I watched the whole thing again in fact. A lot of hidden treats the secodnd time around. I found the concert better as a repeat, but even less suitable for its function in the "Folk Britannia" series.
    The anonymous pro-voice(so fa unique) a couple of posts berates anybody with reservations about it as having a fat arse and being elderly. Are to be believe that young people tend to go for thaat sort of thing, and will flock to the folk banner when they see it? I somehow doubt it. I suppose I am getting a touch on the elderly side, though my arse is fairly skinny. I must say I dont go complaining about everything, in fact I saw the best performance I've ever seen on the English folk scene only last summer. And the occasional audience shots at the Barbican showed the sort of demographic you get used to at folk events: not exactly fresh from the kindergarten.

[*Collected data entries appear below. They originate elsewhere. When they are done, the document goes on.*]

PR #7749, opened 2024-07-04
Fail fast if yarn or yarnpkg is not present.

gl-yziquel:
I tried to build buildbot on a "blank slate" machine with not much installed. In particular, with no yarn install. I noticed a failure with an "install" instruction. The YARN makefile variable was in fact set to an empty string and what should have been "yarn install" became interpolated into "install". This PR adds a check to make if "fail fast" with an error message that is more palatable that a badly interpolated "install" instruction in some shell scripting.

### DIFF
--- a/Makefile
+++ b/Makefile
@@ -22,6 +22,10 @@ PIP ?= $(ROOT_DIR)/$(VENV_NAME)/$(VENV_BIN_DIR)/pip
 VENV_PYTHON ?= $(ROOT_DIR)/$(VENV_NAME)/$(VENV_BIN_DIR)/python
 YARN := $(shell which yarnpkg || which yarn)
 
+ifeq ($(YARN),)
+  $(error "yarnpkg or yarn is not installed")
+endif
+
 WWW_PKGS := www/base www/console_view www/grid_view www/waterfall_view www/wsgi_dashboards www/badges
 WWW_EX_PKGS := www/nestedexample
 WWW_DEP_PKGS := www/plugin_support www/data-module www/ui


p12tic:
I think it would be better to add this to the rules that failed. It is possible to checkout buildbot to run unit tests, for which yarn is not needed.

gl-yziquel:
> I think it would be better to add this to the rules that failed.

I'm sorry, but I do not understand. What "rules" ?

> It is possible to checkout buildbot to run unit tests, for which yarn is not needed.

M'kay. How do I get that fail fast for just the pieces of code that need yarn ? It's for maintainance purposes on my box: I build buildbot from source, and hate hunting down cryptic error messages in build failures. In my personal opinion, it is the build system's job to check, in one way or another, for the presence of dependencies it needs.

If that check is in the wrong place, I'm fine with it. But I don't like empty variables being interpolated when they should be resolved to something that is a build dependency like yarn is.

p12tic:
> I'm sorry, but I do not understand. What "rules" ?

I meant rules in the makefile. E.g. this thing:

```
ruff:
	ruff --fix .
```

is called a rule. See e.g. https://www.gnu.org/software/make/manual/html_node/Rule-Example.html.

What is your "install" instruction? I just now realized there's no `make install`. What command do you call? Is it `make frontend`?

gl-yziquel:
> > I'm sorry, but I do not understand. What "rules" ?
> 
> I meant rules in the makefile. E.g. this thing:

Ah. Sorry. I use `just` nowadays instead of Makefiles, and the word "rules" has kind of slipped away from my mind.

As to the command I use, it is `make tarballs`. I try to package source code I install as much as possible. In fact, I have the feeling I've been reimplement some kind of toy `guix` tooling. So, yeah, I build the whole stuff as much as possible.

p12tic:
I think what is needed is a phony rule `check_for_yarn` which would fail if yarn is not present. This rule would then be added as a dependency to any rule which requires yarn. I hope make would be intelligent enough to run `check_for_yarn` only once for whole dependency graph.

gl-yziquel:
I'll keep that in mind. I don't have much time for that. So feel free to close this PR.

p12tic:
Sounds good. Thanks for the PR!

PR #7750, opened 2024-07-05
oauth2: better error if client credentials are incorrect

Mic92:
Instead of trying to access a non-existing token it's better to show the error to the user:
https://www.oauth.com/oauth2-servers/access-tokens/access-token-response/

## Contributor Checklist:


p12tic:
Added newsfragment.

PR #7757, opened 2024-07-07
requirements: Upgrade buildbot-www to 4.0.0

p12tic:
This is needed for the unit tests to use correct www format. 3.x was AnularJS, 4.0 is React.


p12tic:
Included into https://github.com/buildbot/buildbot/pull/7756.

And actaully it is observable there is a greater youth market opening at the moment fro folk music of the old definition, as well as for the acoustic singer-songwriter type. So I think any attempt to describe any adverse reaction to "Daughter of Albion" in youth terms is pretty much doomed to failure.
    Some other criticism has been voiced because a lot of Topic artists were in the concert, and it was apparently organised(a lt least in part)by someone to do with Topic. I've no knowlege of this, but if it's true, so what? Why shoudn't a record company promote its artists? That's what they are for. And in any case, as Topic is pretty much synonymous with folk in Britain, it would be a bit difficult to set up a high-flying event that wasn't stuffed with Topic types. We can quibble about the use of the "Daughters of Albion" concept to finish the "Folk Britannia" series. But surely Tabor, Carthy and Waterson choose themselves inthis context? That is quality, fame and importance, not record label.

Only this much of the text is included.